Postdoctoral Fellow University of South Carolina Columbia, South Carolina, United States
Disclosure(s):
Shruthi Thada, PhD: No financial relationships to disclose
Introduction/Rationale: Acute Respiratory Distress Syndrome (ARDS) is a severe inflammatory lung disorder associated with high mortality. Currently, there are no FDA-approved pharmaceuticals approved for treatment of this disorder. This study evaluated the therapeutic potential of Δ8-Tetrahydrocannabinol (Δ8-THC), a cannabinoid that is less psychoactive than Δ9-THC, in a murine model of LPS-induced ARDS.
Methods: Female C57BL/6 mice received LPS (10 mg/kg, intratracheally) to induce ARDS, followed by Δ8-THC or vehicle treatment (i.p.). After 48h, lung tissue was collected for scRNA-seq analysis.

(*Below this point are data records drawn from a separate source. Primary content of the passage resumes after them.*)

PR #2720, opened 2024-08-14
Add `zoomLevel` options for `flyTo` camera

huyparody:
Add zoom-level options for `flyTo` function, for some use cases like flying from somewhere on the screen to the current user location, with a specific zoom level.

### DIFF
--- a/platform/ios/src/MLNMapView.h
+++ b/platform/ios/src/MLNMapView.h
@@ -1241,6 +1241,20 @@ MLN_EXPORT
 
 /**
  Moves the viewpoint to a different location using a transition animation that
+ evokes powered flight and a default duration based on the length of the flight
+ path.
+
+ The transition animation seamlessly incorporates zooming and panning to help
+ the user find his or her bearings even after traversing a great distance.
+
+ @param camera The new viewpoint.
+ @param zoomLevel The new zoom level for the map.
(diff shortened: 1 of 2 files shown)


louwers (changes requested):
The camera already includes an altitude. This conflicts with also allowing the user to provide a zoom level. You can use https://maplibre.org/maplibre-native/ios/latest/documentation/maplibre/mlnaltitudeforzoomlevel to determine the altitude for the camera if you have a certain zoom level.

Please write a design proposal if the current API does not suit your needs. We should not make changes to existing public APIs.

huyparody:
> The camera already includes an altitude. This conflicts with also allowing the user to provide a zoom level. You can use https://maplibre.org/maplibre-native/ios/latest/documentation/maplibre/mlnaltitudeforzoomlevel to determine the altitude for the camera if you have a certain zoom level.
> 
> Please write a design proposal if the current API does not suit your needs. We should not make changes to existing public APIs.

Then how do I `flyTo` a position and zoom simultaneously? I need to set the camera to follow the user's location at zoom level 15. I tried `setCamera` completion handler but the animation looks very weird, as it follows the user location to zoom level 21 (my max zoom level) and then it sets the zoom level to 15.

PR #2722, opened 2024-08-14
Scheduling optimizations and tracing

TimSylvester:
Don't hold the mailbox queue lock while calling `schedule`.
Eliminate a second key lookup when inserting a new item in the tagged queue map.

### DIFF
--- a/src/mbgl/actor/mailbox.cpp
+++ b/src/mbgl/actor/mailbox.cpp
@@ -98,7 +98,7 @@ void Mailbox::push(std::unique_ptr<Message> message) {
         return;
     }
 
-    bool wasEmpty;
+    bool wasEmpty = false;
     {
         MLN_TRACE_ZONE(queue lock)
         std::lock_guard<std::mutex> queueLock(queueMutex);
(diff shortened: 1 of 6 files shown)


mwilsnd (approved):

src/mbgl/actor/mailbox.cpp
```diff
@@ -88,19 +90,28 @@ void Mailbox::push(std::unique_ptr<Message> message) {
...
         return;
     }
 
-    std::lock_guard<std::mutex> queueLock(queueMutex);
-    bool wasEmpty = queue.empty();
-    queue.push(std::move(message));
-    auto guard = weakScheduler.lock();
-    if (wasEmpty && weakScheduler) {
-        weakScheduler->schedule(schedulerTag, makeClosure(shared_from_this()));
+    bool wasEmpty;
```
louwers, line 101: Should be initialized to something.

TimSylvester: Even though it's unconditionally set?  That will generate "value is never used" warnings on some compilers.

louwers: C++ Code Guidelines say yes. https://isocpp.github.io/CppCoreGuidelines/CppCoreGuidelines#es20-always-initialize-an-object

PR #2723, opened 2024-08-14
Toggle tile cache final API

alexcristici:


src/mbgl/renderer/render_orchestrator.hpp
```diff
@@ -93,6 +93,7 @@ class RenderOrchestrator final : public GlyphManagerObserver, public ImageManage
                             const std::optional<std::string>& stateKey);
 
     void setTileCacheEnabled(bool);
+    bool getTileCacheEnabled();
```
louwers, line 96: Can be const.

louwers (commented):
Looks good, but we should probably have some kind of test coverage for this.

louwers (changes requested):
Please add a simple test to the C++ unit tests (or modify an existing one) that just toggles it and renders something so we have some coverage. Ideally also for Android and iOS.

TimSylvester (approved):

louwers (approved):
Thanks for the smoke tests.

A test that tries to render without the cache enabled would be good at some point.

Issue #2715, opened 2024-08-12
Node macos metal implementation


acalcutt:
This has been a know issue for a while, but I wanted to make an Issue for it can be tracked.

**Is your feature request related to a problem? Please describe.**
Right now we are building node releases on the old opengl-2 code so we can continue to support macos. 

**Describe the solution you'd like**
I would like to see us be able to build the node lib files on macos, either by finding a way to build them in bazel, or restoring macos.cmake and getting it to work with the current release

**Describe alternatives you've considered**
I have been porting important changes to the 'opengl-2' branch were the code to build on macos still works, but porting things back and forth is a lot of work.

**Additional context**
Before the metal changes, there was a macos.cmake file that was used on macos
https://github.com/maplibre/maplibre-native/blob/opengl-2/CMakeLists.txt#L1136-L1137
https://github.com/maplibre/maplibre-native/blob/opengl-2/platform/macos/macos.cmake
This file and reference has been removed in the current release, so the cmake build just gets on error on macos
In macos.cmake is where the node lib files get built.
https://github.com/maplibre/maplibre-native/blob/opengl-2/platform/macos/macos.cmake#L105-L107
https://github.com/maplibre/maplibre-native/blob/opengl-2/platform/node/CMakeLists.txt

That code also uses
https://github.com/maplibre/maplibre-native/blob/opengl-2/platform/node/cmake/module.cmake
which is our version of https://github.com/mapbox/cmake-node-module , which actually builds the node lib files

I have tried a bit to get the cmake build working again by by putting back the missing cmake files and trying to get that build to work, but I am hitting errors now that I don't know how to fix. I am working on that here
https://github.com/maplibre/maplibre-native/pull/1793

Other than adding back the cmake build, I am wondering if something similar to glfw metal changes could be done here. I think the biggest challenge would be replacing the [module.cmake](https://github.com/maplibre/maplibre-native/blob/opengl-2/platform/node/cmake/module.cmake) file, which downloads the headers for and builds for a range of node versions.

louwers:
I built on your PR and I got a local Node.js Metal build with CMake on macOS that seems to work.

https://github.com/maplibre/maplibre-native/pull/2729

PR #2729, opened 2024-08-16
Add back CMake build config for macOS

louwers:
This builds on #2715 with some more fixes to the CMake config for macOS.

Reinstating these CMake build files is the easiest way to get Node.js working with Metal (and probably Qt too).


.github/workflows/node-ci.yml
```diff
@@ -78,12 +78,12 @@ jobs:
...
             arch: arm64
-          # Disabled until Metal backend is complete
-          # A release for macOS can be made from the opengl-2 branch
           # - runs-on: macos-12
           #   arch: x86_64
-          # - runs-on: macos-13-xlarge
+          # - runs-on: macos-13-large
           #   arch: arm64
+          - runs-on: macos-14
+            arch: arm64
```
acalcutt, line 86: Since this works can we also try 
```
          - runs-on: macos-14-large
            arch: x86_64
```

louwers: Oh neat. Yes let's try it.

acalcutt:
Seems like it compiles on x86_64, but the tests get this error

```
-[MTLTextureDescriptorInternal validateWithDevice:]:1357: failed assertion `Texture Descriptor Validation
MTLTextureDescriptor: Depth, Stencil, DepthStencil textures cannot be allocated with MTLStorageModeShared or MTLStorageModeManaged on this device.
```

Do you think this will only work with arm architecture?

louwers:
@acalcutt Should work, but GitHub might run some kind of emulation and not have a Metal enabled GPU.

louwers:
pre-commit.ci run

acalcutt (approved):

PR #2731, opened 2024-08-17
Improved compatiblity for NSPredicate predicateWithMLNJSONObject. (#2686)

### LINKED ISSUE #2686: iOS predicateWithMLNJSONObject more tolerant

Some filters that are tolerated by maplibre web and native drawing does not work with `NSPredicate+MLNPrivateAdditions predicateWithMLNJSONObject`. 

Here are some examples.
* `["!has", "attributeName"]` need to be re-written as `["!", ["has", "attributeName"]]` to work with `predicateWithMLNJSONObject`.
* `["!in", "attributeName", "A", "B"]` need to be re-written as `["!", ["in", ["get", "attributeName"], ["literal", ["A", "B"]]]]` to work with `predicateWithMLNJSONObject`.

It would be helpful if `NSPredicate+MLNPrivateAdditions predicateWithMLNJSONObject` would be just as tolarant as the filter handling used for drawing.

* One alternative is to re-write styles to the stricter filter syntax. 
* Another alternative is to create a more tolerante filter parser in the app outside of maplibre.

halset:
* Support `!has` and `!in`.
* Support `["in", "attributeName", "val"..]`.

Closes #2686

### DIFF
--- a/platform/darwin/src/NSPredicate+MLNAdditions.mm
+++ b/platform/darwin/src/NSPredicate+MLNAdditions.mm
@@ -177,7 +177,7 @@ static NSDictionary * const MLNPredicateOperatorTypesByJSONOperator = @{
         NSString *key = [objects objectAtIndex:1];
         return [NSPredicate predicateWithFormat:@"(%K!=nil)", key];
     }
-    // Handle ["!has", "attributeName"]. Also handled by expression using mgl_does:have, but this is simpler..
+    // Handle ["!has", "attributeName"].
     if ([op isEqualToString:@"!has"] && objects.count == 2 && [[objects objectAtIndex:1] isKindOfClass:[NSString class]]) {
         NSString *key = [objects objectAtIndex:1];
         return [NSPredicate predicateWithFormat:@"(%K==nil)", key];
--- a/platform/darwin/src/NSPredicate+MLNAdditions.mm
+++ b/platform/darwin/src/NSPredicate+MLNAdditions.mm
@@ -73,7 +73,7 @@ static NSDictionary * const MLNPredicateOperatorTypesByJSONOperator = @{
     if (operatorTypeNumber) {
         NSPredicateOperatorType operatorType = (NSPredicateOperatorType)[operatorTypeNumber unsignedIntegerValue];
         
-        // Handle ["in", "attributeName", "val"..] -> ["in", ["get", "attributeName"], ["literal", "val"..]]
+        // Handle ["in", "attributeName", "val"..] -> ["in", ["get", "attributeName"], ["literal", ["val"..]]]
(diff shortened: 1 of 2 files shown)


halset:
Need to work more on `!has` and add a test.

halset:
I have added code and tests for `has` and `!has` for `NSPredicate` without using `mgl_does:have`. I am unsure if this is the correct way to do it.

platform/darwin/src/NSPredicate+MLNAdditions.mm
```diff
@@ -73,6 +73,15 @@ + (instancetype)predicateWithMLNJSONObject:(id)object {
     if (operatorTypeNumber) {
         NSPredicateOperatorType operatorType = (NSPredicateOperatorType)[operatorTypeNumber unsignedIntegerValue];
         
+        // Handle ["in", "attributeName", "val"..] -> ["in", ["get", "attributeName"], ["literal", ["val"..]]]
```
louwers, line 76: This is not consistent with the MapLibre Style Spec. https://maplibre.org/maplibre-style-spec/expressions/#in

louwers (changes requested):
The JSON syntax should match that the [MapLibre Style Spec](https://maplibre.org/maplibre-style-spec/expressions/#expressions).

Only things that exist in the MapLibre Style Spec can be accepted.

platform/darwin/src/NSPredicate+MLNAdditions.mm
halset: Good point. Looks like there is a practice that I have been using and that are used in some examples that are according to the documentation.

Here are some examples from metrics/integration/styles/chicago.json of this practice. Not according to documentation, but works in .js and native, but not in `predicateWithMLNJSONObject`.
https://github.com/maplibre/maplibre-native/blob/c3a2fa247cd7dd15742919c537152d649fa9e31d/metrics/integration/styles/chicago.json#L68-L73
https://github.com/maplibre/maplibre-native/blob/c3a2fa247cd7dd15742919c537152d649fa9e31d/metrics/integration/styles/chicago.json#L128-L139

halset:
> Thanks for your contribution.
> 
> The JSON syntax should match that of the [MapLibre Style Spec](https://maplibre.org/maplibre-style-spec/expressions/#expressions). I think all the existing conversions do, but please correct me if I am wrong.
> 
> Only things that exist in the MapLibre Style Spec can be accepted.

Okay. Looks like the problem is that some of my styles use the old style filter expression. They still work when showing the map both in maplibre-js and maplibre-native, but not when parsing a filter as a predicate. 

Here are some examples:
https://github.com/maplibre/maplibre-native/blob/c3a2fa247cd7dd15742919c537152d649fa9e31d/metrics/integration/styles/chicago.json#L68-L73
https://github.com/maplibre/maplibre-native/blob/c3a2fa247cd7dd15742919c537152d649fa9e31d/metrics/integration/styles/chicago.json#L128-L139

It was confusing to me that filters that worked for drawing did not work with predicate. I will need to handle this locally in my apps. Either by updating the filters in my styles to the new expression syntax or create a more tolerant filter parser outside of maplibre-native.

PR #2739, opened 2024-08-20
Use ESM in Node.js code generation scripts

louwers:
- Updates Bazel dependency rules_nodejs and rules_js.
- Use Node 20 when Bazel runs Node.js (default is Node 16).
- Use ES modules with Node.js code generation scripts.


scripts/generate-style-code.js
```diff
@@ -98,7 +94,7 @@ global.evaluatedType = function (property) {
     } else {
       return `std::vector<${evaluatedType({type: property.value, name: property.name})}>`;
     }
-  default: throw new Error(`unknown type for ${property.name}`)
+  default: throw new Error(`unknown type for ${property.name} ${JSON.stringify(property)}`)
```
louwers, line 97:
```suggestion
  default: throw new Error(`unknown type for ${property.name}`)
```

cgalvan (approved):

PR #2743, opened 2024-08-21
Fix update time not being set when only drawable indexes are set

### LINKED ISSUE #2740: Failing assert iOS C++ Unit Tests
When running the iOS C++ Unit Tests from main, this assert fails in `Map.PrefetchTiles`.

https://github.com/maplibre/maplibre-native/blob/a4258ccbb8550b9dea9eac62680c4c83fc848502/src/mbgl/mtl/drawable.cpp#L194-L196

This line from the test is being executed.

Results: scRNA-seq analysis of vehicle & Δ8-THC treated lungs identified sixteen transcriptionally dis-tinct clusters across stromal, endothelial, myeloid, and lymphoid lineages. Δ8-THC significantly reduced infiltration of neutrophils, while increasing the populations of polymorphonuclear MDSCs, immune endothelial cells and macrophages compared to vehicle. Neutrophil clusters from vehicle group showed enrichment of ribosomal and translational activity reflecting inflammatory stress which were significantly downregulated in Δ8-THC treated group, and instead shifted gene expression toward interferon-responsive, immunoregulatory programs. Δ8-THC-enriched clusters exhibited increased interactions via COLLAGEN, APP, CypA and CDH5 pathways, consistent with enhanced endothelial stabilization.
Conclusion: Δ8-THC alleviated lung inflammation in LPS-induced ARDS by reprogramming immune and endothelial responses toward interferon-driven, regulatory states. These findings suggest a potential therapeutic role for Δ8-THC in restoring lung homeostasis during ARDS.